Total Knee Replacement (TKR) - patient info

Unicompartmental knee replacement (UKR)

In some cases, the arthritis and pain are localised to only one compartment (most commonly medial) and so only that compartment needs to be replaced.  This is called Unicompartmental (“uni” or “partial”) knee replacement.  In properly selected patients this procedure is functionally superior to total knee replacement, has an easier recovery and a lower risk of major complications.  However, it has the risk of requiring revision surgery to a total knee replacement and many patients are not suitable for specific reasons.

Revision total knee replacement

Whilst knee replacements are very successful, they do not last forever.  Unlike the normal knee, the mechanical components of a knee replacement have no capacity for repair, and so will wear out over time.  Unfortunately, the wear particles generated stimulate an inflammatory reaction in the body, which leads to loosening of the implants in the bone.  This is known as aseptic loosening and is associated with pain which often requires revision.  Other causes for revision include infection (either soon after or years after the original surgery), stiffness, instability and injury.

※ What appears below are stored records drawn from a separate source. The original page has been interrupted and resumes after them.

PR #693, opened 2026-06-29
fix(arns): resolve txId from ANT record in resolveArNSName

kempsterrrr:
## Summary

`SolanaARIOReadable.resolveArNSName` returned a hardcoded `txId: ''` (and a hardcoded `ttlSeconds: 3600`) for **every** name. It looked up the ArNS record — which only yields the ANT `processId` — and stopped there, leaving the `// TODO: resolve undername via ANT program` hop unimplemented. Callers therefore never received the transaction id a name actually resolves to.

This wires in the missing second read:

- Parse the **undername** from the requested name: the apex `@` for a bare name (`ardrive`), otherwise everything before the final `_`-delimited base name (`logo_ardrive` → undername `logo`, base `ardrive`).
- Load the ANT via `SolanaANTReadable.fromAsset(...)` so the correct per-ANT program id is read from the asset's `ANT Program` attribute (ADR-016 / BD-100) rather than assuming the canonical program.
- Fetch the undername record and map its `transactionId` → `txId`.
- Return the record's real `ttlSeconds` and `priority` instead of placeholders, and echo back the full requested `name`.
- Throw when the undername has no record on the ANT, instead of silently returning an empty `txId`.

The ANT fetch is split into a protected `resolveAntRecord` seam so the resolver's parsing/mapping logic is covered by fast unit tests without RPC (the fetch itself is already covered by `SolanaANTReadable`'s tests).

### Before
```jsonc
// resolveArNSName({ name: 'ardrive' })
{ "name": "ardrive", "txId": "", "type": "permabuy", "processId": "US517…", "ttlSeconds": 3600, "undernameLimit": 10 }
```

### After
```jsonc
{ "name": "ardrive", "txId": "<ANT record target>", "type": "permabuy", "processId": "US517…", "ttlSeconds": <record ttl>, "priority": <record priority>, "undernameLimit": 10 }
```

## Testing

- New unit tests in `src/solana/resolve-arns-name.test.ts` cover: apex txId mapping, TTL/priority pass-through, undername resolution + full-name echo, multi-segment undername parsing, and the missing-record throw.
- `yarn test:unit` — **407 passing, 0 failing**.
- `yarn tsc -p tsconfig.json --noEmit` — clean.
- `biome check` / `biome format` — clean.

## Checklist

- [x] My PR is against the correct branch (`alpha`)
- [x] My commit messages follow [conventional commits](https://www.conventionalcommits.org/en/v1.0.0/) style
- [x] My commit messages clearly explain the reasons for the changes
- [x] I have followed the architecture guidelines
- [x] I have run lint and format checks
- [x] I have run all tests
- [x] I have checked for existing issues/PRs to avoid duplicates


src/solana/io-readable.ts
```diff
@@ -3310,19 +3313,59 @@ export class SolanaARIOReadable {
...
+   * Fetch the undername record from the ANT backing `processId`.
+   *
+   * Uses {@link SolanaANTReadable.fromAsset} — the canonical resolution-path
+   * factory — so the correct ANT program id is read from the asset's
+   * `ANT Program` Attributes-plugin entry (ADR-016 / BD-100) rather than
+   * assuming the canonical program. Returns `undefined` when the ANT has no
+   * record for the undername. Split out so the resolution mapping in
+   * {@link resolveArNSName} stays unit-testable without an RPC.
+   */
+  protected async resolveAntRecord(
```
atticusofsparta: we don't need and extra function for this, can just inline it in resolveArNSRecord.

kempsterrrr: Done — removed `resolveAntRecord` and inlined the `fromAsset(...).getRecord(...)` calls into `resolveArNSName` (f440d7b).

I'd only extracted it as a test seam, which isn't how this repo tests reads anyway — so I reworked the unit test to stub at the RPC layer instead (serializing a real `ArnsRecord` + `AntRecord` and driving the actual two-hop fetch), mirroring `primary-name.test.ts`. That also covers the fetch path the seam was hiding, which should clear the Codecov patch-coverage flag.

Two related changes I made while inlining, for visibility:

- The parser now reuses the existing `splitPrimaryName` instead of a bespoke split. The old hand-rolled split didn't lowercase, so a mixed-case name (`Logo_ArDrive`) derived the wrong PDAs and silently failed to resolve — `splitPrimaryName` lowercases like the contract. It also unifies the split rule to first-`_` / `splitn(2, '_')` (was last-`_`); identical for all valid names since neither base names nor undernames may contain `_`.
- To avoid a circular import (readable ← writeable), `splitPrimaryName` moved from `io-writeable.ts` to a shared `name.ts`. No behavior change; it isn't part of the public API.

Happy to split the parser change into its own PR if you'd rather keep this one to just the txId fix.

src/utils/arns.ts
```diff
@@ -0,0 +1,43 @@
...
+  const ix = lower.indexOf('_');
+  if (ix === -1) {
+    return { isUndername: false, baseName: lower, undername: null };
+  }
+  return {
+    isUndername: true,
+    baseName: lower.slice(ix + 1),
+    undername: lower.slice(0, ix),
+  };
+}
```
atticusofsparta, line 43: We already have a utils file i think, this belongs there. In fact we may already have a util that does this.

kempsterrrr: Moved it to `src/utils/arns.ts` with a co-located test and barrel export (c0f3577); deleted `src/solana/name.ts` and repointed the importers. The `splitPrimaryName` unit tests moved out of `primary-name.test.ts` into `arns.test.ts`. No behavior change.

On "we may already have a util for this" — I checked and there isn't a shared one, but the same split is duplicated inline as a `baseNameOf` closure in `io-readable.ts` (~L2531 and ~L2622, both `n.toLowerCase().split('_')`).

Two optional follow-ups I left out to keep this change minimal — happy to fold either into this PR or do a separate one, your call:

1. **Consolidate the duplication** — replace both `baseNameOf` closures with `splitPrimaryName`. Behavior-identical for valid names (they only diverge on invalid 3+-segment input the contract rejects).
2. **Rename `splitPrimaryName` → `splitArNSName`** — moving it into the utils barrel makes it public API (`utils/index.js` is re-exported from the package entry), and the name reads oddly for a general ArNS splitter now that it also drives resolution. Purely cosmetic; touches ~8 call sites.

atticusofsparta (approved):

Revision surgery is more complex than primary knee replacement.  Issues to consider include previous scars, bone loss, stretched ligaments, deformity and the removal of failing implants.  It has a higher complication rate than primary surgery and so only significant pain and dysfunction justify the risks. Despite these risks, a good outcome can be expected in most cases as long as a careful approach is taken to preoperative workup and surgical technique.